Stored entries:
PR #1820, opened 2024-08-19
Feat: analytics js-heap size

### LINKED ISSUE #1814: Memory debug options are not working as expected
### **Issue Description:**
When testing we noticed that the memory debug options are not working and the memory is not being released by pressing the buttons

### **STR:** 

  1. Launch Explorer
  2. Open /debug panel
  3.  Try to release memory under the memory tab with any of the buttons
  4. Observer the issue, used memory should be lowered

● **Description of the task**
The answer should consist of every line above in which "options" appears.

● **Task output**
### LINKED ISSUE #1814: Memory debug options are not working as expected
When testing we noticed that the memory debug options are not working and the memory is not being released by pressing the buttons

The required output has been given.